Four-star United launch Giggs era in style
Wayne Rooney and Juan Mata scored two goals apiece as the temporary reign of Ryan Giggs as manager of Manchester United began with a convincing 4-0 win against Norwich City at Old Trafford on Saturday.
The scoreline represented United's largest home league win of the season as the soon-to-be deposed English champions did their best to put the disappointments of their time under David Moyes, sacked as manager on Tuesday, behind them.
United great Giggs was granted a predictably warm and passionate welcome by home fans who had become increasingly disillusioned by the direction their club was heading under Moyes.
But, well before Rooney shot United ahead from the penalty spot four minutes before the interval, Old Trafford had become far more subdued after a fairly underwhelming start to the game -- and the new manager's reign -- by their team.
Indeed, the biggest cheer in the early stages came when Giggs, promoted from player-coach to caretaker charge for the final four games of the season, strode from the dugout to the touchline to remonstrate with referee Lee Probert about the award of a throw-in to the visitors.
And by the time Rooney scored from a penalty, awarded for Steven Whittaker's tug on Danny Welbeck as he attempted to connect with Phil Jones's tricky cross, the most newsworthy incident had been provided by a plane, funded by Maltese fans of other clubs, which trailed a banner sarcastically thanking Moyes for his work at Old Trafford.
In keeping with Giggs's promise that his team would make a "fast start", Welbeck and Antonio Valencia were active early in attempting to place Norwich under pressure.
- Giggs's statement selection -
And the caretaker manager had made a powerful statement pre-match when Moyes's two big signings Mata and Marouane Fellaini were left out of his starting line-up, the latter not even handed a place on the bench, as part of six changes made from the side beaten by Everton -- Moyes's former club -- in the Scot's last game as United boss.
Initially, there was no major improvement in the form of United, whose defeat by Everton ended all hope of qualifying for next season's Champions League.

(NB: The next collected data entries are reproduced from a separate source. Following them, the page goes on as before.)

PR #2942, opened 2026-02-06
Implement service data loading

mexanick:
Add `from_service_data()` classmethod to construct SubarrayDescription from service data files using subarray id.
Implements #2946


src/ctapipe/instrument/subarray.py
```diff
@@ -808,3 +825,342 @@ def check_matching_subarrays(subarray_list: list) -> bool:
...
+        """
+        subarray_data = get_structured_dataset(
+            "subarray-ids", role="dl0.sub.svc.subarray"
+        )
+
+        if subarray_id is not None:
+            for subarray in subarray_data["subarrays"]:
+                if subarray["id"] == subarray_id:
+                    return subarray
+            raise ValueError(f"Subarray ID {subarray_id} not found")
```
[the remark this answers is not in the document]
maxnoe: or a `class UnknownSubarray(KeyError)`

src/ctapipe/instrument/subarray.py
```diff
@@ -808,3 +826,342 @@ def check_matching_subarrays(subarray_list: list) -> bool:
...
+        dict[int, str]
+            Dictionary mapping array element IDs to camera names
+        """
+        camera_names = {}
+        for ae_id in tel_positions.keys():
+            tel_name = ae_id_to_name.get(ae_id, "")
+            if "LST" in tel_name:
+                camera_names[ae_id] = "LSTCam"
+            elif "MST" in tel_name:
+                if site.lower() == "ctao_n":
```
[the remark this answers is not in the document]
mexanick: This is used only when the camera type needs to be inferred instead of being properly specified. Do you know if this is something to be updated in the data model?

kosack (changes requested):

src/ctapipe/instrument/subarray.py
```diff
@@ -808,3 +826,342 @@ def check_matching_subarrays(subarray_list: list) -> bool:
...
+        dict
+            Dictionary with 'metadata' and 'array_elements' keys.
+            'array_elements' is a list of dicts with 'id' and 'name' keys.
+        """
+        return get_structured_dataset(
+            "array-element-ids", role="dl0.sub.svc.array_elements"
+        )
+
+    @classmethod
+    def load_array_element_positions(cls, site="CTAO-North"):
```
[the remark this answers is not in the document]
maxnoe: the alternative would be to use the official table and add `pyproj` as an optional dependency to perform these conversions on the fly.

src/ctapipe/instrument/subarray.py
```diff
@@ -824,3 +826,224 @@ def check_matching_subarrays(subarray_list: list) -> bool:
...
+            ├── positions/
+            │   ├── CTAO-North_ArrayElementPositions.ecsv
+            │   └── CTAO-South_ArrayElementPositions.ecsv
+            └── subarray-ids.json
+
+        Files:
+
+        - array-element-ids.json: mapping of telescope IDs to names
+        - subarray-ids.json: subarray definitions
+        - positions/\*.ecsv: ECSV files with telescope positions for each site
```
maxnoe:
```suggestion
        - positions/<site name>_ArrayElementPositions.ecsv: ECSV files with telescope positions for each site
```
to be more explicit?

src/ctapipe/instrument/subarray.py
```diff
@@ -824,3 +826,224 @@ def check_matching_subarrays(subarray_list: list) -> bool:
...
+        tel_descriptions = {}
+        for ae_id in tel_positions.keys():
+            tel_name = ae_id_to_name.get(ae_id, f"Unknown-{ae_id}")
+            try:
+                tel_type = cls._resolve_telescope_type(ae_id)
+                tel_descriptions[ae_id] = cls._load_telescope_description(
+                    ae_id, tel_name, tel_type
+                )
+            except (FileNotFoundError, ValueError, KeyError) as e:
+                warnings.warn(
```
maxnoe: How is not finding a telescope description for a given subarray only a warning?

This needs to be an error I think.

src/ctapipe/instrument/conftest.py
```diff
@@ -34,11 +37,229 @@ def instrument_dir(tmp_path_factory):
...
+    lst_readout_path = get_dataset_path("LSTcam.camreadout.fits.gz")
+    shutil.copy(lst_readout_path, lst_dir / "LSTN.camreadout.fits.gz")
+
+    # LSTN optics
+    lst_optics = QTable(
+        {
+            "optics_name": ["LSTN"],
+            "size_type": [SizeType.LST.value],
+            "reflector_shape": [ReflectorShape.PARABOLIC.value],
+            "n_mirrors": [1],
```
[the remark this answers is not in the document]
maxnoe: But you don't need to modify the optics description code, right?
There is no `OpticsDescription.from_table`, that's on the subarray. So I'd either add that, or just adh-hoch instantiate an `OpticsDescription` from the info found in the metadata.

Or, if we do not change anything for now, I'd keep the format of the optics table and put one optics table at the root for all telescopes.

maxnoe:
Final comment on general aspects: ctapipe-dump-instrument should support this format as output and the tests (or at least a test) could check that we can load the output of it for a simulation file and it round-trips.

mexanick:
> Final comment on general aspects: ctapipe-dump-instrument should support this format as output and the tests (or at least a test) could check that we can load the output of it for a simulation file and it round-trips.

done!

mexanick:
@maxnoe I added reference metadata to subarray-level files and TAB_VER to optics. I would not add more to optics right now as we plan to extend it, so not sure whether it would be good now. Considering the telescope names being identical: the code uses `TelescopeDescription.name` attribute. I believe it should be fixed at source (i.e. in the simtel file) rather with some workarounds.

kosack (dismissed):

src/ctapipe/instrument/subarray.py
```diff
@@ -69,6 +71,10 @@ class SubarrayDescription:
     CURRENT_TAB_VERSION = "2.0"
     #: Version numbers supported by `SubarrayDescription.from_hdf`
     COMPATIBLE_VERSIONS = {"2.0"}
+    #: Current version of the service data format expected by `SubarrayDescription.from_service_data`
+    CURRENT_SERVICE_DATA_VERSION = "2.0"
```
maxnoe: Why do we start at 2.0?

src/ctapipe/instrument/subarray.py
```diff
@@ -824,3 +836,254 @@ def check_matching_subarrays(subarray_list: list) -> bool:
...
+
+        Returns
+        -------
+        str
+            Telescope type name (e.g., 'LSTN', 'MSTN')
+        """
+        import os
+        from pathlib import Path
+
+        searchpath = os.getenv("CTAPIPE_SVC_PATH")
```
maxnoe, line 865: This assumes that `CTAPIPE_SVC_PATH` directly has the instrument data structure. Do we really want this?

Or do we want something like:

```
for search_dir in searchpath.split(os.pathsep):
    candidate = Path(search_dir) / "instrument/array-elements" / ae_id_str
```

i.e. add one level "instrument" below the base service path.

src/ctapipe/instrument/subarray.py
```diff
@@ -824,3 +836,254 @@ def check_matching_subarrays(subarray_list: list) -> bool:
...
+    @classmethod
+    def from_service_data(cls, subarray_id):
+        """
+        Create a SubarrayDescription from CTAO service data files.
+
+        This method loads subarray definitions from the service data.
+
+        Expected directory structure::
+
+            instrument/
```
maxnoe, line 1003: Here you have the `instrument` level. So I would assume to have this as written above

src/ctapipe/instrument/subarray.py
kosack: Yes, that would be nicer - I didn't actually try loading from the service path.  Otherwise we would have to change the path for each instrument.

src/ctapipe/instrument/subarray.py
mexanick: Inherited from this:
>    CURRENT_TAB_VERSION = "2.0"

should I decouple?

maxnoe: That's different versions, right? One is the table format of the layout table, one is the directory structure.

These could change independently.

mexanick: Yes, they are different and could change independently, I just didn't feel comfortable introducing one more different version in our zoo of versions... I will decouple and reset it.

maxnoe:
Looks mostly good (already wanted to approve). Only there is a missing import now in the conftest

mexanick:
@maxnoe @kosack I've addressed the comments and rebased on the current main, should be ready for a final review pass.

maxnoe (approved):

mexanick:
@kosack could you check/re-approve? There're only minor tests-related changes since your last review

kosack (approved):
This looks good. The only worry I would have is that you have to add all sub-directories to the `CTAPIPE_SVC_PATH`, which while flexible (it doesn't actually rely on the directory structure), could perhaps lead to user mistakes.  But for now, without changing how we search for datasets, it's not easy to implement using a single base-path with structured sub-dirs, so we can maybe leave that to a future re-structuring of dataset reading.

Norwich goalkeeper John Ruddy was not tested until the 13th minute when he put a drive from Welbeck behind for a corner.
The England international also saved well, late in the half, from a Valencia drive and the visitors could claim, with some justification, they were unfortunate not to be a goal up by that stage.
Robert Snodgrass's counter-attack ended with Jonny Howson bundling the ball over the line only for Probert to disallow the 'goal' for a push by Ricky van Wolfswinkel on Jones.
Norwich, who ended the match just a point above the relegation zone, desperately needed to level at 1-1 if they were going to get anything out of this fixture.
However, only three minutes after the restart, they conceded to United and Rooney once more.
There seemed little danger when Shinji Kagawa pushed the ball wide to Rooney on the left wing but, with visiting defenders inexplicably backing away from the forward, he was able to carry the ball to a central position from which he curled past Ruddy from 20 yards, falling over as he did so.
Snodgrass's free-kick was then ably punched clear by David de Gea.
But that was brief respite for Norwich, who failed to chase down a loose ball and allowed Valencia to pass back to Jones whose low, dangerous centre was converted from six yards by United substitute Mata.
Mata was similarly positioned, six yards out, in the 73rd minute to stoop and head in a Valencia shot after the winger had connected with Patrice Evra's left-wing cross.
Johan Elmander shot just wide, Bradley Johnson was denied by De Gea and Martin Olsson struck the bar in a late, but futile, fightback from the visitors.